UPDATE: Two Kidnapped Americans Found Dead In Mexico

UPDATE: Two Of Four Kidnapped Americans Found Dead In Mexico After Traveling There For Surgery

Two of the four American citizens who were kidnapped in Mexico have been found deceased, while the other two are reportedly safe in police custody.

As we previously reported, four American citizens were kidnapped by men in Matamaros, a Mexican town just across the border from Brownsville, Texas.

Group Of Americans Had Travelled To Mexico For One Of Them To Get Cosmetic Surgery

Zindell Brown, Eric James Williams, Latavia McGee and Shaeed Woodward reportedly traveled from South Carolina to Mexico for McGee to undergo a tummy tuck cosmetic surgery, according to News Nation Now.

Unfortunately while making the journey, the four were approached by men in armed gear, and taken on the back of a truck.

It is unclear which two of the four citizens are deceased at this time.One of the surviving Americans was reported to be injured, however their condition wasn’t immediately known as of Tuesday.

Group Of Americans Likely Were Unaware They Crossed Into Such Dangerous Territory, Official Says

Former State Department advisor Nayyera Haq said the group most likely wasn’t aware they were traveling to a such dangerous area that’s under the control of drug  cartels.

“The majority of Mexico is actually in the control of cartels. The government does not control all the territory there. In fact, the government of Mexico for decades has been complicit in ceding control,” she told NewsNation.

The group was unwittingly caught in the middle of gunfire between two rival cartel groups, the outlet reports. A disturbing video clip released Monday shows them being forced into the back of a pickup truck by gunmen.

RELATED: WATCH: Four Americans Kidnapped At Gunpoint On Video In Mexico Following Shootout

U.S. State Department Had Warned Citizens Not To Travel To Tamaulipas Due To Cartel Violence

Mexican officials said a Mexican woman also died in the crossfire. The four Americans had traveled into Mexico from Texas in a vehicle with North Carolina license plates.

The State Department had previously warned U.S. citizens not to travel to Tamaulipas, however many Americans who live in across the border in Texas frequently cross country lines to visit family and attend medical appointments.

The area is also a well-known crossing point for people traveling deeper into Mexico, according to the outlet.

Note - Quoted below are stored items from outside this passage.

PR #6252, opened 2024-04-16
feat(compiler): index arrays, maps, and Json with `a[b]` syntax

### LINKED ISSUE #5702: Support array `[]` accessors
### Use Case

Instead of

```js
let arr = MutArray<str>["a", "b", "c"];
assert(arr.at(0) == "a");
arr.set(0, "A");
```

You can write

```js
let arr = ["a", "b", "c"];
assert(arr[0] == "a");
arr[0] = "A";
```

### Proposed Solution

_No response_

### Implementation Notes

_No response_

### Component

Language Design, Compiler

### Community Notes

Chriscbr:
Wing now supports a dedicated array indexing syntax `arr[index]` for getting and setting values within arrays, maps, JSON values, and strings. Here are some examples:

```js
// accessing values to perform simple lookups
let arr = MutArray<num>[3, 5];
assert(arr[0] == 3);
assert(arr[1] == 5);
assert(arr[-1] == 5);
assert(arr[-2] == 3);

arr[42]; // throws an error

// setting values
arr[0] = 42; 
arr[1] += 3.5;
```

Here are the types that can be indexed:

* `Array` and `MutArray` - accepts a `num` index
* `Map` and `MutMap` - accepts a `str` index
* `str` - accepts a `num` index
* `Json` and `MutJson` - accepts `num` and `str` index values

When accesses are performed, an error is thrown if the index is out of bounds or the key is invalid. If you want to obtain a value defensively (e.g. you want to see if a `Json` has a particular key or not, without a runtime exception), you can fall back to dedicated methods like `array.tryAt(0)` or `myjson.tryGet("key")` which return optional values.

Closes #5702

## Checklist

- [x] Tests added (always)


libs/wingsdk/src/helpers.ts
```diff
@@ -55,6 +55,100 @@ export function unwrap<T>(value: T): T | never {
...
+
+  return obj[index];
+}
+
+export function assign(
+  obj: any,
+  index: string | number,
+  kind: "=" | "+=" | "-=",
+  value: any
+) {
```
MarkMcCulloh, line 104: nit: there's some duplication between `assign` and `lookup`

examples/tests/valid/indexing.test.w
```diff
@@ -0,0 +1,68 @@
+bring cloud;
+bring expect;
+
+let arr = Array<num>[1, 2, 3];
+
+assert(arr[0] == 1);
```
MarkMcCulloh, line 6: Spec update? Doc update would be nice as well, but IMO probably fine to get this PR in first.

MarkMcCulloh (approved):
Noice

examples/tests/valid/indexing.test.w
yoav-steinberg, line 1: 1. Maybe add tests with an expression as the index: `arr[1+2]` or `my_map[some_str.substring(1,1)]`.
2. Maybe some tests regarding indexing into an indexed value (to verify precedence works correctly): `arr[x][y][z]`.

libs/wingc/src/ast.rs
```diff
@@ -742,6 +742,8 @@ pub enum Reference {
 		property: Symbol,
 		optional_accessor: bool,
 	},
+	/// A reference to an accessed member of an object `expression[x]`
+	ElementAccess { object: Box<Expr>, index: Box<Expr> },
```
yoav-steinberg, line 746: I'd like to re-thing this as a "reference" and perhaps make `ElementAccess` just another `ExprKind`. References are are expressions that have a name but `ElementAccess` is just two expressions (object and index) with no name: `[1,2,3,4][0]` should evaluate to 1.

libs/wingc/src/type_check.rs
```diff
@@ -4485,30 +4493,112 @@ impl<'a> TypeChecker<'a> {
...
+				| Type::Optional(_)
+				| Type::Set(_)
+				| Type::MutSet(_)
+				| Type::Function(_)
+				| Type::Class(_)
+				| Type::Interface(_)
+				| Type::Struct(_)
+				| Type::Enum(_) => self.spanned_error(
+					variable,
+					format!("Unsupported reassignment of element of type {}", var_type),
```
yoav-steinberg, line 4571: Was there a test for this?

libs/wingc/src/type_check.rs
```diff
@@ -5793,9 +5900,97 @@ impl<'a> TypeChecker<'a> {
...
+					Type::Anything => (
+						ResolveReferenceResult::Location(self.types.anything(), self.types.anything()),
+						instance_phase,
+					),
+					Type::Unresolved => (
+						ResolveReferenceResult::Location(self.types.error(), self.types.error()),
+						instance_phase,
+					),
+					Type::Inferred(_) => (
+						ResolveReferenceResult::Location(self.types.error(), self.types.error()),
```
yoav-steinberg, line 5968: Is this really an error? Not sure how this works exactly.

yoav-steinberg (commented):
:sparkles:

eladb (approved):
hell yeah!

libs/wingc/src/ast.rs
yoav-steinberg: The difference being that anything after the `.` is a name. Json is the exception with it's dotted access to non-fields, but for any typed "object" access you always access a name. Even in json there's no real way to access an expression after the `.`: `my_json.this_cant_be_an_expression`.

MarkMcCulloh: > The difference being that anything after the . is a name.

True, but that's more of an optimization, both for our implementation and for readability. We could easily allow `a."b"` or even `a."{some string expression}"`. Not saying we should, but we could. 
The crux of my concern is that I'm not sure we're actually making use of idea that "References are expressions that have a name" anyways.

Again I'm actually in favor of breaking down `reference` into more useful parts. Like considering lvalues and rvalues for expressions and/or seeing `.` and `[]` as operators.

libs/wingc/src/type_check.rs
Chriscbr: I didn't, but I can try to add one. It's actually kinda tricky coming up with examples that produce this error, but it seems to correspond to degenerate cases like:

```
let var x = 3 + "hello";
x["hi"] = 4; // error: Unsupported reassignment of element of type unresolved
```

libs/wingc/src/type_check.rs
Chriscbr: I wasn't sure how to get inferred types working here so for now I've made it an error (I've added a test case just now). Open to improving this

libs/wingsdk/src/helpers.ts
```diff
@@ -55,6 +55,100 @@ export function unwrap<T>(value: T): T | never {
...
+  if (typeof index !== "string" && typeof index !== "number") {
+    throw new TypeError(
+      `Index must be a string or number (found "${typeof index}")`
+    );
+  }
+
+  if (typeof index === "number") {
+    if (
+      !Array.isArray(obj) &&
+      !Buffer.isBuffer(obj) &&
```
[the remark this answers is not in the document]
Chriscbr: Ah, I think copilot might generated this lol

libs/wingsdk/src/helpers.ts
Chriscbr: Refactored a little bit

examples/tests/valid/indexing.test.w
Chriscbr: 👍 Added a section to the language reference

examples/tests/valid/indexing.test.w
Chriscbr: Added

libs/wingc/src/ast.rs
yoav-steinberg: Right, I wasn't thinking of the left side of the assignment. I recall explaining to someone in the past that in our AST "reference" is actually "lvalue", so I'm convinced what you did is the best option given the current design.
Maybe we should change `Reference` to `LValue`..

Haq did not understate the severity of the situation in terms of diplomatic relations between the U.S. and Mexico, calling the kidnappings and deaths “an enormous deal.”

“The death of a U.S. citizen at the hands of a cartel is an enormous deal. This is the phones are ringing off the hook at this point,” Haq said.

FBI Offering $50,000 For Arrest Of Kidnappers, Safe Return Of Two Surviving Americans

Some lawmakers are even calling for military action against the cartels.

“There are a lot of other tools that come before that, as they say, lots of tools in the national security toolbox, including sanctions, including extraditions, including targeted operations,” Haq warned.

The State Department has travel advisories for 30 of Mexico’s 32 states, with Tamaulipas – the area where the kidnappings occurred – included on the do not travel list due to widespread violent crime.

Meanwhile, the FBI field office in San Antonio has offered a $50,000 reward for their recovery and the arrests of the kidnappers.